Kanserler bazı durumlarda yorgunluk ve kas ağrısı ortaya çıkabilir. Kas ağrısıyla belirti veren malign (kötü huylu) hastalıklar arasında çoğunlukla meme kanseri, akciğer kanseri ve bağırsak kanserleri bulunur. Bu kanserler ilk önce kemik dokuya nüfuz eder ve yayılımlarını kemik dokuyla yapar. Kemik dokunun çevresinde kaslar olduğu için bu kişiler çoğunlukla bel ve sırt ağrısından şikayet eder.

Kas ağrısının bir diğer nedeni: Karaciğer yağlanması

Kas yorgunluklarının nedeni organ tutulumları olabilir. Karaciğerin aşırı yağlanması, dokuları besleyen maddelerin düzenli ve ritmik salınamaması gibi durumlar kas yorgunluğuna neden olabilir. Akciğer hastalıkları da oksijen döngüsündeki bozulma nedeniyle kas yorgunluğuna neden olabilir. Çocuk yaşlarda görülen astım hastalığında, kasa giden oksijen miktarının azalması ya da karbondioksitin uzaklaştırılamamasından dolayı kas yorgunluklarına çok sık rastlanır. Yine KOAH olarak bilinen akciğer bronşlarının tıkayıcı hastalığında kasların yeterli oksijeni alamamasından dolayı aşırı yorgunluk, halsizlik ve kas ağrısı görülür.
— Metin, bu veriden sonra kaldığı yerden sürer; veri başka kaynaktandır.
PR #432, opened 2018-05-22
Move MetaSkeleton-dependent problems to aikido::planner::dart.

brianhou:
Some problem types are associated with a `MetaSkeleton` (`ConfigurationToTSR`, `ConfigurationToEndEffector[Offset|Pose]`). However, the `MetaSkeleton` that we use to solve those problems can't be stored in the problem itself because we currently take `Problem`s as `const`.

@jslee02 and I decided that it would make sense for `Planner`s that solve these problems to take in a non-const `MetaSkeleton` in the constructor. This PR introduces the `aikido::planner::dart` namespace for these problem types.

In a future PR, we should add corresponding `SingleProblemPlanner`s for these problems. It would also be useful to have an `aikido::planner::dart::ConfigurationToConfigurationPlanner` that takes in a non-const `MetaSkeleton` in its constructor so that we can adapt them more easily.

***


src/planner/vectorfield/MoveEndEffectorOffsetVectorField.cpp
```diff
@@ -50,7 +50,7 @@ MoveEndEffectorOffsetVectorField::MoveEndEffectorOffsetVectorField(
 bool MoveEndEffectorOffsetVectorField::evaluateCartesianVelocity(
     const Eigen::Isometry3d& pose, Eigen::Vector6d& cartesianVelocity) const
 {
-  using dart::math::logMap;
+  using ::dart::math::logMap;
```
sniyaz: Not really a review thing but more a question from somebody who doesn't know C++ as well- what is the purpose of adding `::` here?

sniyaz:
This personally looks good to me 👍

src/planner/vectorfield/MoveEndEffectorOffsetVectorField.cpp
jslee02: The leading `::` is used to represent the following namespace is a top-level namespace. We use this when there is the same name namespace in the "active" namespace. In our case, we use it to distinguish `::dart` (i.e., the DART's top-level namespace) and `::aikido::statespace::dart`/`::aikido::planner::dart`.

src/planner/dart/CMakeLists.txt
```diff
@@ -0,0 +1,44 @@
+set(sources
```
jslee02: I believe we only make a new sub-component when it requires optional 3rd-party dependencies. For example, other dart subdirectories of `statespace` and `constraint` are not components but included its parent components.

In this sense, I think `aikido_planner_ompl` and `aikido_planner_vectorfield` also shouldn't be sub-components.

PR #437, opened 2018-05-24
Planning adapters

brianhou:
Re-implementation of #425.

Main changes:
- This PR adds a `MetaSkeleton` argument to the constructor of all "DART planners" in `planner::dart`. All DART planners now also define `getMetaSkeletonStateSpace` and `getMetaSkeleton` to make adapters possible. These methods are currently re-implemented in each planner, but they could (should?) be moved into a `dart::SingleProblemPlanner` class that all DART planners inherit from.
- This PR introduces the `dart::DartPlannerAdapter` class for converting planners that don't contain a `MetaSkeleton` (i.e. `SnapConfigurationToConfigurationPlanner`) into their corresponding DART planner (in this case, `dart::ConfigurationToConfigurationPlanner`). This correspondence isn't enforced anywhere, but maybe some fancy template code could do so?
- The `dart::PlannerAdapter` class is essentially the same single-problem adapter from #425, but only operates on DART planners that contain a `MetaSkeleton`. We can't adapt a planner that doesn't contain a `MetaSkeleton` into one that should.
- Preliminary implementation of the adapter from `ConfigurationToConfiguration` to `ConfigurationToTSR`. It does a few `const_cast`s, which we should look hard at to make sure that they're absolutely necessary.

The pipeline to use a `SnapConfigurationToConfigurationPlanner` as a `dart::ConfigurationToTSRPlanner` now takes an extra step:
```
auto snapDelegate = std::make_shared<SnapConfigurationToConfigurationPlanner>(metaSkeletonStateSpace, interpolator);
auto delegate = std::make_shared<DartPlannerAdapter<SnapConfigurationToConfigurationPlanner, dart::ConfigurationToConfigurationPlanner>>(snapDelegate, metaSkeleton);
auto planner = std::make_shared<ConfigurationToConfiguration_to_ConfigurationToTSR>(delegate);
```
The new intermediate step is necessary to adapt the non-DART `SnapConfigurationToConfigurationPlanner` into a DART `ConfigurationToConfigurationPlanner`.

Issues raised during this PR:
- Should all `Planner`s have an `RNG`? This is needed to create a bounds sampler for the `IKSampleable`, so it might be convenient to include this with all `Planner`s in case an adapter needs it.

***


src/planner/dart/ConfigurationToConfiguration_to_ConfigurationToTSR.cpp
```diff
@@ -0,0 +1,111 @@
...
+  auto delegateProblem = ConfigurationToConfiguration(
+      mMetaSkeletonStateSpace,
+      problem.getStartState(),
+      goalState,
+      problem.getConstraint());
+
+  while (generator->canSample())
+  {
+    // Sample from TSR
+    {
```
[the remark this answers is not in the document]
brianhou: Adding the braces creates a temporary scope, so all of the local variables in that scope will be destructed when it ends. A [`std::lock_guard`](https://en.cppreference.com/w/cpp/thread/lock_guard) releases the mutex when it's destructed.

jslee02:
> All DART planners now also define getMetaSkeletonStateSpace and getMetaSkeleton to make adapters possible. These methods are currently re-implemented in each planner, but they could (should?) be moved into a dart::SingleProblemPlanner class that all DART planners inherit from.

:+1: 

> This correspondence isn't enforced anywhere, but maybe some fancy template code could do so?

This sounds good to me. We could save this for furture though. In that case, it'd be good to create an issue to track this.

src/planner/dart/ConfigurationToConfiguration_to_ConfigurationToTSR.cpp
```diff
@@ -0,0 +1,111 @@
...
+    const ConfigurationToTSR& problem, Planner::Result* result)
+{
+  // TODO: Check equality between state space of this planner and given problem.
+
+  // TODO: DART may be updated to check for single skeleton
+  if (mMetaSkeleton->getNumDofs() == 0)
+    throw std::invalid_argument("MetaSkeleton has 0 degrees of freedom.");
+
+  auto skeleton = mMetaSkeleton->getDof(0)->getSkeleton();
+  for (size_t i = 1; i < mMetaSkeleton->getNumDofs(); ++i)
```
jslee02: Nit: `std::size_t`

src/planner/dart/ConfigurationToConfiguration_to_ConfigurationToTSR.cpp
```diff
@@ -0,0 +1,111 @@
...
+    if (mMetaSkeleton->getDof(i)->getSkeleton() != skeleton)
+      throw std::invalid_argument("MetaSkeleton has more than 1 skeleton.");
+  }
+
+  // Create an IK solver with MetaSkeleton DOFs
+  ::dart::dynamics::BodyNodePtr endEffectorBodyNode;
+  for (std::size_t i = 0; i < mMetaSkeleton->getNumBodyNodes(); ++i)
+  {
+    if (mMetaSkeleton->getBodyNode(i)->getName()
+        == problem.getEndEffectorBodyNode()->getName())
```
jslee02: I think the equality check should be done over the pointer instead of their names. A `MetaSkeleton` could have multiple body nodes of the same name.

src/planner/dart/ConfigurationToConfiguration_to_ConfigurationToTSR.cpp
```diff
@@ -0,0 +1,111 @@
...
+        "End-effector BodyNode not found in Planner's MetaSkeleton.");
+
+  auto ik = InverseKinematics::create(endEffectorBodyNode);
+  ik->setDofs(mMetaSkeleton->getDofs());
+
+  // Convert TSR constraint into IK constraint
+  InverseKinematicsSampleable ikSampleable(
+      mMetaSkeletonStateSpace,
+      mMetaSkeleton,
+      std::const_pointer_cast<TSR>(problem.getGoalTSR()),
```
jslee02: Nit: Could you make a note here saying this const-casting should be removed once `InverseKinematicsSampleable` is changed to take const constraints?

include/aikido/planner/dart/detail/DartPlannerAdapter-impl.hpp
```diff
@@ -0,0 +1,35 @@
+#include "aikido/planner/dart/DartPlannerAdapter.hpp"
+
+using aikido::statespace::dart::MetaSkeletonStateSpace;
```
jslee02: Technically, `-impl.hpp` is also a header file so using `using namespace ~` can pollute the namespaces. Please remove this.

include/aikido/planner/dart/DartPlannerAdapter.hpp
```diff
@@ -0,0 +1,51 @@
...
+
+#include "aikido/planner/dart/ConfigurationToConfigurationPlanner.hpp"
+#include "aikido/planner/dart/ConfigurationToTSRPlanner.hpp"
+#include "aikido/planner/dart/PlannerAdapter.hpp"
+
+namespace aikido {
+namespace planner {
+namespace dart {
+
+/// Adapts a non-DART DelegatePlanner to solve the single problem that
```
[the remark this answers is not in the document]
jslee02: I have also the similar impression, but couldn't come up with a better name. :sweat:

src/planner/dart/ConfigurationToConfiguration_to_ConfigurationToTSR.cpp
brianhou: My thought was that `BodyNode` that the `ConfigurationToTSR` problem was constructed with could be from a different `Skeleton` than the one that the delegate planner's `MetaSkeleton` refers to. This might happen if we try multiple planners in parallel and therefore have several `Skeleton` copies that are being used. In this case, I think the `BodyNode` pointers would not be the same, but the names would be.

include/aikido/planner/dart/DartPlannerAdapter.hpp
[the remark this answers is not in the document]
brianhou: `Planner_to_DartPlanner`?

src/planner/dart/ConfigurationToConfiguration_to_ConfigurationToTSR.cpp
jslee02: That makes sense.

`MetaSkeleton` has a [function](https://github.com/dartsim/dart/blob/master/dart/dynamics/MetaSkeleton.hpp#L126) that returns all the `BodyNode`s that has the queried name. How about we use that function and prints a warning if it's more than one?

src/planner/dart/ConfigurationToConfiguration_to_ConfigurationToTSR.cpp
```diff
@@ -0,0 +1,108 @@
...
+  for (std::size_t i = 1; i < mMetaSkeleton->getNumDofs(); ++i)
+  {
+    if (mMetaSkeleton->getDof(i)->getSkeleton() != skeleton)
+      throw std::invalid_argument("MetaSkeleton has more than 1 skeleton.");
+  }
+
+  // Create an IK solver with MetaSkeleton DOFs
+  auto matchingNodes = mMetaSkeleton->getBodyNodes(
+      problem.getEndEffectorBodyNode()->getName());
+  if (matchingNodes.size() == 0)
```
jslee02: Nit: Checking emptiness is generally faster or equal to comparing the size. So let's change this to `if (!matchingNodes.empty())`.

PR #424, opened 2018-05-16
Change planning problem classes to hold ScopedState instead of State*

jslee02:
Otherwise, states in a `Problem` can become dangling pointers. This PR changes the planning problems to clone from given state space and state and store the clones, which are `ScopedState`s.

Depends on #419 and #422.

***

**Before creating a pull request**

- [x] Document new methods and classes
- [x] Format code with `make format`

**Before merging a pull request**

- [x] Set version target by selecting a milestone on the right side
- [ ] Summarize this change in `CHANGELOG.md`
- [x] Add unit test(s) for this change

PR #442, opened 2018-06-06
Fix issues discovered during demo.

sniyaz:
This PR adresses issues related to the new Planner. These issues were discovered while trying to use the new code with the soda demo.

**Summary of Changes**

1) Change `Problem` derivative classes relative to the demo to use `ScopedState` internally to prevent dangling pointers.

2) Add a `ConfigurationToConfigurationPlanner` in the DART planner space that takes a MetaSkeleton.

3) Add `ConfigurationToConfiguration_to_ConfigurationToConfiguration` adapter that turns the standard `ConfigurationToConfiguration` planner into the DART one.

4) Remove start states from DART `Problem` classes. This is because the start state should be taken form the MetaSkeleton, and it's why 2 and 3 are necessary.

5) Make `direction` passed to `ConfigurationToEndEffectorOffset` constructor a `boost::optional`. If it's empty, `getDirection` returns the current direction of the end effector body node (needed to make planning straight with VFP possible in the demo).

6) Add `getTrajectoryPostProcessor` method to `ConcreteRobot` class. We need this in libherb.

7) `ConfigurationToConfiguration_to_ConfigurationToTSR` has been fixed by taking an RNG in the constructor and using this when creating the sampler. The plan() method now checks whether the problem's bodynode is in the skeleton the MetaSkeleton corresponds to (in cases where the hand is not in the MetaSkeleton itself, such as with HERB).

***


brianhou:
I think the issues with 4 and 5 arise because we're trying to plan with MAGI's `SequenceAction`. Since we construct these planning problems before solving any of them, the `MetaSkeleton` will still be at the initial configuration for _all_ of these planning problems (crucially, not the final configuration of the solution to the previous problem). The `MetaSkeleton` is only in the right place when planning begins, not when the planning problem is constructed.

I believe `getDirection` is called at the beginning of planning, so it does the correct thing for 5. So I think adding additional constructors that take `MetaSkeleton`s might work, as long as `getStartState` is changed accordingly to either return the start state that was passed in the constructor _or_ get the current state of the `MetaSkeleton`.

sniyaz:
Could you all take a look when you have a chance (resurrecting this post-demo, since ideally it would get merged before something else comes along that could break it).

I've changed some things from the original PR based on other problems that came up from the demo.

1) Made all DART planning problems use multiple constructors. One of these takes a start state explicitly, while the other takes a MetaSkeleton and gets the start state from its current configuration when `getStartState` is called.

2) A similar thing is done with `ConfigurationToEndEffectorOffset`. There are constructors that take a direction, and constructors that don't. If a constructor is used that doesn't take a direction, `getDirection` returns the current direction of the end effector BodyNode.

These changes were made to address planning problems that consist of a sequence of subproblems (i.e. when using MAGI). Here, the start state of a problem later in the sequence is not known a priori, such as when doing `ConfigurationToTSR` and then `ConfigurationToConfiguration`. As such, it can't be set when the planning problem is constructed.

3) A version of the `ConfigurationToConfiguration` problem was made in the DART planning namespace with the feature from item 1 above (this is used with MAGI in the demo). And adapter is also included to convert a non-DART `ConfigurationToConfiguration` planner into the DART version.

I still need to make the tests build, but want to make sure these changes are OK first.

src/planner/dart/ConfigurationToEndEffectorOffset.cpp
```diff
@@ -48,13 +106,30 @@ ConfigurationToEndEffectorOffset::getEndEffectorBodyNode() const
...
 }
 
 //==============================================================================
-const Eigen::Vector3d& ConfigurationToEndEffectorOffset::getDirection() const
+const Eigen::Vector3d ConfigurationToEndEffectorOffset::getDirection() const
 {
-  return mDirection;
+  if (!mDirection)
+  {
+    return mEndEffectorBodyNode->getWorldTransform()
```
brianhou: Seems like this is copied from `ConcreteManipulator::getEndEffectorDirection`, maybe we can try to reuse that instead?

sniyaz:
When I last spoke to @jslee02 about https://github.com/personalrobotics/aikido/pull/424, it seemed that PR was being abandoned and he wanted to redo it. I've started some of that here- I'd be happy to do more once this PR gets merged.

include/aikido/planner/dart/ConfigurationToConfiguration_to_ConfigurationToTSR.hpp
```diff
@@ -10,16 +10,22 @@ namespace planner {
...
                             ConfigurationToTSRPlanner>
 {
 public:
   ConfigurationToConfiguration_to_ConfigurationToTSR(
-      std::shared_ptr<ConfigurationToConfigurationPlanner> planner,
-      ::dart::dynamics::MetaSkeletonPtr metaSkeleton);
+      std::shared_ptr<aikido::planner::ConfigurationToConfigurationPlanner>
+          planner,
+      ::dart::dynamics::MetaSkeletonPtr metaSkeleton,
+      std::unique_ptr<common::RNG> rng);
```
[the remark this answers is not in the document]
sniyaz: I agree that putting something in the base `ConfigurationToConfigurationPlanner` class (or even `SingleProblemPlanner`) would make the constructor neater. There are two issues I wanted to discuss though:

1) When the need for an RNG pops up, it's a pretty important change from the original planner (i.e. introduction of sampling like we have here). For something like that, I think being able to see the RNG used (from the view of the programmer) on construction is beneficial.

2)  How often do we think an adapter will (potentially) need to add an RNG to the delegate planner? I'm worried that we're adding stuff to a class for something that might be a specific use case.

@jslee02 what do you think?

src/planner/dart/ConfigurationToEndEffectorOffset.cpp
sniyaz: After thinking about it, just moving this method into robot/util seems like the best way around this.

sniyaz:
I've implelemented @brianhou 's suggestion about including an `mRng` member in the base `Planner` class. This includes the `getRng` getter, which will return `nullptr` if no RNG is present (different planners can take an RNG in their constructor and eventually pass them to the base `Planner` constructor. I've changed `ConfigurationToConfiguration` to take an RNG in its constructor so that derivative classes that wrap OMPL planners can have their own RNG. `ConfigurationToConfiguration_to_ConfigurationToTSR` has been changed to get an RNG from the delegate planner, and create one if it is null.

The downside is that we can't control directly which RNG is used, but after looking at the change I'm also convinced this is the way to do it since it _does_ make things neater.

I also moved `getEndEffectorDirection` into a new `planner/dart/util` file, so it can be used in both `ConfigurationToEndEffectorOffset` and `ConcreteManipulator::planEndEffectorStraight`, without the need to pass a `ConcreteManipulator`. (It couldn't be put in `robot/util` since this creates a cyclic dependency between `planner` and `robot`). 

Let me know your thoughts!

src/planner/Planner.cpp
```diff
@@ -18,6 +19,17 @@ statespace::ConstStateSpacePtr Planner::getStateSpace() const
...
 
+//==============================================================================
+std::unique_ptr<common::RNG> Planner::getRng() const
+{
+  if (!mRng)
+    return nullptr;
+
+  // NOTE: We usually use unique pointers to pass RNGs, so cloning is needed
+  // here.
+  return std::move(cloneRNGFrom(*mRng)[0]);
```
jslee02: This function is somewhat misleading because it returns a clone instead of returning the original RNG in this planner. I think we should either (1) return a raw pointer or (2) change the function name to something like `cloneRng()`. I'm inclined to (1) because the user could clone from a raw pointer of RNG if necessary.

If we change so, this function might need to be non-const. Otherwise, for the sake of const-correctness, it should return `const common::RNG*`, but it would prevent us from generating random values since `RNG::operator()` is not a const function.

Nit: For the future reference, `move` in `return std::move(...)` is superfluous (please see this [post](https://stackoverflow.com/a/14856553/3122234))

src/planner/dart/ConfigurationToConfiguration_to_ConfigurationToTSR.cpp
```diff
@@ -5,12 +5,19 @@
...
 using aikido::constraint::dart::TSR;
 using aikido::constraint::dart::createSampleableBounds;
 using aikido::statespace::dart::MetaSkeletonStateSaver;
 using aikido::statespace::dart::MetaSkeletonStateSpace;
+using ::dart::dynamics::BodyNode;
 using ::dart::dynamics::InverseKinematics;
+using ::dart::dynamics::ConstBodyNodePtr;
+using ::dart::dynamics::BodyNodePtr;
+
+using aikido::common::cloneRNGFrom;
```
jslee02: Nit: Let's not to make this line orphan (please move this to the above `using aikido::...` group)  :grin:

include/aikido/planner/dart/ConfigurationToEndEffectorOffset.hpp
```diff
@@ -16,24 +17,82 @@ namespace dart {
 class ConfigurationToEndEffectorOffset : public Problem
 {
 public:
-  /// Constructor.
+  /// Constructor. Note that this constructor takes the start state from the
+  /// current state of the passed MetaSkeleton, and sets the direction on
+  /// construction.
   ///
   /// \param[in] stateSpace State space.
+  /// param[in] metaSkeleton MetaSkeleton that getStartState will return the
```
jslee02: Nit: \param[in]

sniyaz:
We are- right now we're just using `boost::none` as the stored direction (private variable) when a constructor not passing a direction is used.

sniyaz:
@jslee02 Right now `boost::optional` is just used internally to store `mDirection` when a constructor is used that doesn't pass a direction- but all of that is private, and should never be exposed to the user. Is that implementation alright with you?

src/planner/Planner.cpp
```diff
@@ -6,10 +6,15 @@ namespace aikido {
...
+Planner::Planner(statespace::ConstStateSpacePtr stateSpace, common::RNG* rng)
   : mStateSpace(std::move(stateSpace))
 {
-  // Do nothing
+  if (!rng)
+    mRng = std::move(
+        std::unique_ptr<common::RNG>(
+            new common::RNGWrapper<std::mt19937>(std::random_device{}())));
+  else
+    mRng = std::move(cloneRNGFrom(*rng)[0]);
```
jslee02: Nit: For readability, please use curly brackets for multiple lines of control statements like:
```cpp
 if (!rng)
 {
   mRng = std::move(
       std::unique_ptr<common::RNG>(
           new common::RNGWrapper<std::mt19937>(std::random_device{}())));
 }
 else
 {
   mRng = std::move(cloneRNGFrom(*rng)[0]);
 }
```

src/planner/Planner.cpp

Kaslardaki yorgunluğun bir başka nedeni de anemi (kansızlık) olabilir. Kandaki hemoglobin miktarının normalin altında olması olarak tanımlanan anemi durumunda kaslar yeterince beslenemez. Bu durumda kaslarda yorgunluk, aktivite sırasında fonksiyon kaybı ve kramplar görülebilir.